Vivere in una provincia in ritardo culturale ha il grande pregio, talvolta, di far vivere in ritardo anche i disagi sociali ben diffusi altrove. E’ il caso di Perugia di questi giorni, la città che vivo e che mi fa vivere. Vivere come?
La situazione ormai incontenibile riguardo il pieno possesso del centro storico da parte di forme di delinquenza relative allo spaccio di stupefacenti (o questo almeno è il sinistro che si attribuisce loro in primis) ha ormai reso esplosiva, nei mezzi di comunicazione attuale, la reazione dei cittadini. E’ giunta agli sgoccioli, a quanto risulta, l’indignazione per pugnalate, sparatorie, disordini e risse in orari di ogni tipo, unita al disprezzo per il lassismo di forze dell’ordine ritenute sotto scacco dagli attori principali dello strappo sociale ed estetico del centro città.

Usciamo per un istante dalla palese emergenza, e immergiamoci in toto nella violenza della nostra acropoli come dinamica storica. Un esempio rapido dei precedenti bellicosi e terribili della città per la spartizione di poteri: lo scontro fra Oddi e Baglioni, correva il 1500 quando l’apoteosi della faida scaraventava in piazza i suoi cadaveri. Addirittura ne tratta Oscar Wilde nel suo Ritratto di Dorian Gray (1890), ma anche il premio nobel francese Romain Rolland nel suo Les Baglioni (1891) e Gabriele D’Annunzio, che dedica a Grifonetto Baglioni alcuni versi negli otto sonetti perugini della Città del silenzio (1902).

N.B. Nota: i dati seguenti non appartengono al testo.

PR #48, opened 2016-06-07
Docker machine display and conditional date

feinstruktur:
I probably shouldn't have rolled this into one PR but those were things I tweaked and I figured I might as well clean it up a little and open a PR :)

What is does is add a switch to be able to switch off the date display:
```
set -g theme_display_date no
```

And it shows which docker machine you're talking to:
screen shot 2016-06-07 at 08 44 36

### DIFF
--- a/README.md
+++ b/README.md
@@ -68,12 +68,14 @@ set -g theme_display_git_untracked no
 set -g theme_display_git_ahead_verbose yes
 set -g theme_git_worktree_support yes
 set -g theme_display_vagrant yes
+set -g theme_display_docker_machine no
 set -g theme_display_hg yes
 set -g theme_display_virtualenv no
 set -g theme_display_ruby no
 set -g theme_display_user yes
 set -g theme_display_vi yes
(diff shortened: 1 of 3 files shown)


bobthecow:
Thanks for your contribution!

The `$__bobthefish_left_arrow_glyph` after the timestamp should be suppressed if `$theme_display_date = no`. That and a `-d` and I think we're good to merge?

feinstruktur:
Right, I thought that glyph was part of the command duration. It’s probably best then I’ll move that to the start of `__bobthefish_timestamp` to keep things together, right?

bobthecow:
Sorry, I guess I wasn't super clear. That glyph is a separator, and should only show if _both_ segments are there. I'll fix it though. Thanks for your contribution :)

bobthecow:
Okay, updated. Let me know if anything's weird for you.

feinstruktur:
Ah, I see what you mean now. Thanks for merging 👍

PR #51, opened 2016-07-15
Add option to hide cmd duration

zaclimon:
In case there are people who want to keep their terminal "clean".

### DIFF
--- a/README.md
+++ b/README.md
@@ -80,6 +80,7 @@ set -g theme_display_user yes
 set -g theme_display_vi yes
 set -g theme_display_vi_hide_mode default
 set -g theme_display_date no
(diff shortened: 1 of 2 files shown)


bobthecow:
To disable the greeting, the fishier thing to do is write your own `fish_greeting` function.

zaclimon:
Ohh okk then. is the CMD duration option fishy enough?

bobthecow:
Yeah, I think so :)

Let's change it to `theme_display_cmd_duration`, and add it to the list in the readme?

zaclimon:
This should look fine now. :)

bobthecow:
Great, thanks!

PR #55, opened 2016-08-21
Display git tags instead of short hash when in deteached head state.

rickard-von-essen:
Use `git describe --tags` to get a short description of the commit
relative the nearest tag. Only the tag name will be shown if your
currently on a tag.

### DIFF
--- a/fish_prompt.fish
+++ b/fish_prompt.fish
@@ -20,6 +20,7 @@
 #     set -g theme_display_git no
 #     set -g theme_display_git_untracked no
 #     set -g theme_display_git_ahead_verbose yes
+#     set -g theme_display_git_tag yes
 #     set -g theme_git_worktree_support yes
 #     set -g theme_display_vagrant yes
 #     set -g theme_display_docker_machine no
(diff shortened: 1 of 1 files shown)


rickard-von-essen:
Example screenshot
screen shot 2016-08-21 at 21 21 29

fish_prompt.fish
```diff
@@ -53,7 +54,12 @@
 function __bobthefish_git_branch -S -d 'Get the current git branch (or commitish)'
   set -l ref (command git symbolic-ref HEAD ^/dev/null)
   if [ $status -gt 0 ]
-    set -l branch (command git show-ref --head -s --abbrev | head -n1 ^/dev/null)
+    set -l branch
+    if [ "$theme_display_git_tag" = 'yes' ]
+      set branch (command git describe --tags ^/dev/null)
```
bobthecow: this probably needs an `--always` in there to keep it from falling over if you don't have a tag in your repo yet.

bobthecow:
I've been considering changing the detached head "branch name" command to this:

```
command git describe --tags --exact-match ^/dev/null;
  or command git show-ref --head -s --abbrev | head -n1 ^/dev/null
```

Which would be very similar to yours, except it would show only the hash when HEAD isn't a tag itself, while yours would do something like `v0.1.4-1-g4f7d5e7`. Would having the "tag-or-hash but not both" version be enough for you, or are you actually looking for the extended "tag-plus-hash-plus-more" information?

rickard-von-essen:
That would be great. Tags are most important.

bobthecow:
This is fixed in 4669e3dad6ad

Let me know if you have any issues :)

rickard-von-essen:
Works nicely!

Issue #53, opened 2016-08-15
Display Vagrant status for Parallels Desktop for Mac


rickard-von-essen:
Show Vagrant status for [Parallels Desktop for Mac](https://github.com/Parallels/vagrant-parallels)

rickard-von-essen:
I'll PR this soon.

bobthecow:
:+1:

PR #56, opened 2016-08-21
Improved Vagrant provider detection and support for parallels provider.

rickard-von-essen:
Improved the detection of Vagrant provider. The previous didn't
correctly detect which provider was used.

Added support for detecting the state of Parallels vagrant provider.

### DIFF
--- a/fish_prompt.fish
+++ b/fish_prompt.fish
@@ -238,7 +238,7 @@ end
 
 function __bobthefish_prompt_vagrant -S -d 'Display Vagrant status'
   [ "$theme_display_vagrant" = 'yes' -a -f Vagrantfile ]; or return
-  set provider (__bobthefish_vagrant_provider)
+  set -l provider (__bobthefish_vagrant_provider)
   switch "$provider"
     case 'virtualbox'
       __bobthefish_prompt_vagrant_vbox
--- a/fish_prompt.fish
+++ b/fish_prompt.fish
@@ -238,15 +238,24 @@ end
 
 function __bobthefish_prompt_vagrant -S -d 'Display Vagrant status'
   [ "$theme_display_vagrant" = 'yes' -a -f Vagrantfile ]; or return
-  if type -q VBoxManage
-    __bobthefish_prompt_vagrant_vbox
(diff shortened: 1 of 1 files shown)


rickard-von-essen:
Closes #53

fish_prompt.fish
```diff
@@ -238,23 +238,32 @@ end
 
 function __bobthefish_prompt_vagrant -S -d 'Display Vagrant status'
   [ "$theme_display_vagrant" = 'yes' -a -f Vagrantfile ]; or return
-  if type -q VBoxManage
-    __bobthefish_prompt_vagrant_vbox
-  else if grep vmware_fusion Vagrantfile >/dev/null ^&1
-    __bobthefish_prompt_vagrant_vmware
+  set provider (__bobthefish_vagrant_provider)
```
bobthecow: Let's use `set -l` here.

fish_prompt.fish
```diff
@@ -238,23 +238,32 @@ end
...
+    case 'vmware_fusion'
+      __bobthefish_prompt_vagrant_vmware
+    case 'parallels'
+      __bobthefish_prompt_vagrant_parallels
   end
 end
 
-function __bobthefish_vagrant_ids -S -d 'List Vagrant machine ids'
-  for file in .vagrant/machines/**/id
+function __bobthefish_vagrant_provider -S -d 'Get (first) Vagrant provider'
```
bobthecow: To be honest, I only use one Vagrant provider, so I've never tested how it works when you have multiple. Is it possible for there to be VMs from two or more Vagrant providers in the same directory? If so, is there any reason you'd care about all of them?

rickard-von-essen:
I have improved this some more. I'll supply some more code later today.

rickard-von-essen:
Now it should work for all mixed provider cases.

bobthecow:
Looking good! It should be optimized a bit for performance, but I'll add that in a separate commit.

bobthecow:
I optimized it a bit in 8898658 and was able to speed up the time spent on bobthefish's by 10-15x :)

Thanks again for implementing this!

La città del silenzio. Mai nome più evocativo. E’ possibile nutrirsi di storia presente e passata e  riflettere oltre lo sgomento e l’attivismo, comunque legittimi? Dalle prime reazioni di questi giorni dei cittadini una suggestione sorge spontanea.

Oltre alle più o meno legittime chiamate alle armi, tante rivendicazioni di proprietà: “la mia Perugia” ricorre come purtroppo non ricorre in situazioni più liete o personali. Un modo stralunato, o forse giustificatamente romantico, per ammettere qualcosa di meraviglioso: la percezione del sacro. O la sua nostalgia. La sacra, “augusta”, città. Comunque non proprietà. Un sacro ferito, ma non proprio: un sacro che si ferisce. Si lacera dell’impossibilità di un sano possedersi vicendevole, fra uomo e città, fra uomo e storia.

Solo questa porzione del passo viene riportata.